* [WHAT TO DO]:
Can you write out the whole listing exactly?

* [RECORDS SUPPLIED]:
▬▬▬

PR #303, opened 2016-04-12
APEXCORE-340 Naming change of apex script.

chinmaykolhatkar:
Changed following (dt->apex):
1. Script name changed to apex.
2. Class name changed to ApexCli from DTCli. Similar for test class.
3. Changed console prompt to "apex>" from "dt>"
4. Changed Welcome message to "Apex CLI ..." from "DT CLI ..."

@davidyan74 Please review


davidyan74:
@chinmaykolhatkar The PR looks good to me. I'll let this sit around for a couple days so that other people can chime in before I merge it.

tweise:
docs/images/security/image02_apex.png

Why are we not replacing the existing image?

▬▬▬

* [EXPECTED OUTPUT]:
PR #303, opened 2016-04-12
APEXCORE-340 Naming change of apex script.

chinmaykolhatkar:
Changed following (dt->apex):
1. Script name changed to apex.
2. Class name changed to ApexCli from DTCli. Similar for test class.
3. Changed console prompt to "apex>" from "dt>"
4. Changed Welcome message to "Apex CLI ..." from "DT CLI ..."

@davidyan74 Please review


davidyan74:
@chinmaykolhatkar The PR looks good to me. I'll let this sit around for a couple days so that other people can chime in before I merge it.

tweise:
docs/images/security/image02_apex.png

Why are we not replacing the existing image?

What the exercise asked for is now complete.